PR #92, opened 2024-02-28
feat: added --human-time flag

rachancheet:
--human-time flag uses more convenient 24-hour format rather than UNIX_EPOCH seconds when saving image to disk.


rachancheet:
if you want date as well , Please let me know .

Shinyzenith:
Thanks for the pr but I am mostly hesitant about adding new crates to the dependency graph. Is there some other options we can explore / features to disable other parts of introduced crate ( I don't have experience with the crate you are using and hence no knowledge of it either )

════════════════════

Activity
Nothing in the material should be left out; output it exactly.

Exercise response
PR #92, opened 2024-02-28
feat: added --human-time flag

rachancheet:
--human-time flag uses more convenient 24-hour format rather than UNIX_EPOCH seconds when saving image to disk.


rachancheet:
if you want date as well , Please let me know .

Shinyzenith:
Thanks for the pr but I am mostly hesitant about adding new crates to the dependency graph. Is there some other options we can explore / features to disable other parts of introduced crate ( I don't have experience with the crate you are using and hence no knowledge of it either )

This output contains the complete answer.